Les mesures effectuées en 2024 confirment un phénomène en expansion rapide. L’intensité magnétique dans cette zone a chuté de 9 % en 200 ans, et l’anomalie semble désormais se diviser en plusieurs cellules distinctes. Un basculement des pôles magnétiques est-il à prévoir ?
Un champ magnétique en perte de vitesse
La mission Swarm de l’ESA, chargée d’analyser le champ magnétique terrestre, révèle une baisse continue de son intensité dans l’Atlantique Sud. Entre 1970 et 2024, l’intensité moyenne est passée de 24 000 à 22 000 nanoteslas. Une diminution qui ne semble par ailleurs pas ralentir.
Les données satellitaires indiquent également que l’anomalie s’étend à raison de 20 km par an vers l’ouest. Plus inquiétant encore, une seconde zone de faiblesse magnétique est apparue au sud-ouest de l’Afrique. Cette découverte remet en question les modèles traditionnels et suggère que l’anomalie pourrait se scinder en plusieurs foyers indépendants.
Un danger pour les satellites et la Station spatiale internationale
Les effets de l’anomalie magnétique ont des répercussions directes sur les infrastructures spatiales. Dans cette zone de faiblesse, la protection magnétique contre les particules solaires est amoindrie.
Les conséquences sont multiples :
- Les satellites traversant l’AAS subissent des pannes électroniques plus fréquentes. Les circuits sensibles sont plus exposés aux radiations cosmiques, provoquant des dysfonctionnements aléatoires.
- La Station spatiale internationale doit mettre ses instruments en veille lorsqu’elle survole la région, pour éviter des dommages irréversibles.

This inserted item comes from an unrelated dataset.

PR #2996, opened 2024-10-18
Add `MessageReferenceKind` enum

### LINKED ISSUE #2994: Update `MessageReference` Struct
the [`MessageReference`](https://github.com/serenity-rs/serenity/blob/current/src/model/channel/message.rs#L1095) struct is missing the type field (see here: https://discord.com/developers/docs/resources/message#message-reference-object)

- Les systèmes de navigation basés sur le champ magnétique enregistrent des erreurs plus importantes dans cette zone.
Les agences spatiales ont dû s’adapter. La NASA et l’ESA ont mis en place des protocoles de sécurité, obligeant les satellites à désactiver certaines fonctions lorsqu’ils entrent dans l’anomalie. Une contrainte lourde qui complique la gestion des missions en orbite basse.
Un avertissement avant une inversion des pôles ?

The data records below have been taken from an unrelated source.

PR #2997, opened 2024-10-20
Replace outdated secrecy library with own impl

GnomedDev:
`secrecy` has had major changes in it's transition from `0.8` -> `0.10` that would make it even less useful than it is now.

This just brings the basic implementation in-house and exposes it publicly, which is somehow less lines of code that trying to use the `0.8` API, let alone `0.10`.

### DIFF
--- a/src/secret_string.rs
+++ b/src/secret_string.rs
@@ -1,0 +1,41 @@
+use std::sync::Arc;
+
+/// A cheaply clonable, zeroed on drop, String.
+///
+/// This is a simple newtype of `Arc<str>` that uses [`zeroize::Zeroize`] on on last drop to avoid
+/// keeping it around in memory.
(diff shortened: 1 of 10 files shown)


jamesbt365 (approved):

src/secret_string.rs
```diff
@@ -0,0 +1,41 @@
+use std::sync::Arc;
+
+/// A cheaply clonable, zeroed on drop, String.
+///
+/// This is a simple newtype of `Arc<str>` that uses [`zeroize::Zeroize`] on on last drop to avoid
```
jamesbt365:
```suggestion
/// This is a simple newtype of `Arc<str>` that uses [`zeroize::Zeroize`] on last drop to avoid
```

L’anomalie de l’Atlantique Sud relance un vieux débat : les pôles magnétiques de la Terre pourraient-ils s’inverser ? Ce phénomène s’est produit plusieurs fois dans l’histoire géologique et bouleverserait la répartition du champ magnétique terrestre. Les inversions des pôles sont néanmoins rares à l’échelle humaine : la dernière a eu lieu il y a 780 000 ans. En moyenne, ces renversements se produisent tous les 250 000 ans. La Terre pourrait être en retard pour un nouveau basculement.
Cependant, les experts restent prudents. L’anomalie observée dans l’Atlantique Sud n’a pas encore les caractéristiques d’un changement global. Selon les modèles de la NASA et de l’ESA, la baisse d’intensité du champ magnétique reste dans les limites des fluctuations normales. Le phénomène est à surveiller de près. Si l’affaiblissement du champ se poursuit au même rythme, une inversion pourrait se produire dans les quelques milliers d’années à venir.